**Exercise brief**
Return, exactly as written, every line from the first line of the data below through the line that contains "- name: GC_CONTAINER_OPTIONS".

——————

PR #268, opened 2018-07-16
[CLOUD-2286] permit user configuration of GC

jmtd:
Move hard-coded GC options into a "GC_OPTIONS" environment variable
that can be user-supplied to override the defaults.

https://issues.jboss.org/browse/CLOUD-2286

### DIFF
--- a/os-java-run/module.yaml
+++ b/os-java-run/module.yaml
@@ -38,3 +38,6 @@ envs:
     - name: GC_MAX_METASPACE_SIZE
       description: The maximum metaspace size.
       example: "100"
+    - name: GC_CONTAINER_OPTIONS
+      description: specify Java GC to use. The value of this variable should contain the necessary JRE command-line options to specify the required GC, which will override the default of `-XX:+UseParallelOldGC`.
+      example: -XX:+UseG1GC
--- a/os-java-run/added/java-default-options
+++ b/os-java-run/added/java-default-options
@@ -117,10 +117,11 @@ gc_config() {
   local timeRatio=${GC_TIME_RATIO:-4}
   local adaptiveSizePolicyWeight=${GC_ADAPTIVE_SIZE_POLICY_WEIGHT:-90}
   local maxMetaspaceSize=${GC_MAX_METASPACE_SIZE:-100}
+  local gcOptions="${GC_CONTAINER_OPTIONS:--XX:+UseParallelOldGC}"
 
-  echo "-XX:+UnlockExperimentalVMOptions " \
-       "-XX:+UseCGroupMemoryLimitForHeap " \
-       "-XX:+UseParallelOldGC " \
+  echo "${gcOptions}" \
+       "-XX:+UnlockExperimentalVMOptions "\
+       "-XX:+UseCGroupMemoryLimitForHeap "\
        "-XX:MinHeapFreeRatio=${minHeapFreeRatio} "\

——————

**Task output**
PR #268, opened 2018-07-16
[CLOUD-2286] permit user configuration of GC

jmtd:
Move hard-coded GC options into a "GC_OPTIONS" environment variable
that can be user-supplied to override the defaults.

https://issues.jboss.org/browse/CLOUD-2286

### DIFF
--- a/os-java-run/module.yaml
+++ b/os-java-run/module.yaml
@@ -38,3 +38,6 @@ envs:
     - name: GC_MAX_METASPACE_SIZE
       description: The maximum metaspace size.
       example: "100"
+    - name: GC_CONTAINER_OPTIONS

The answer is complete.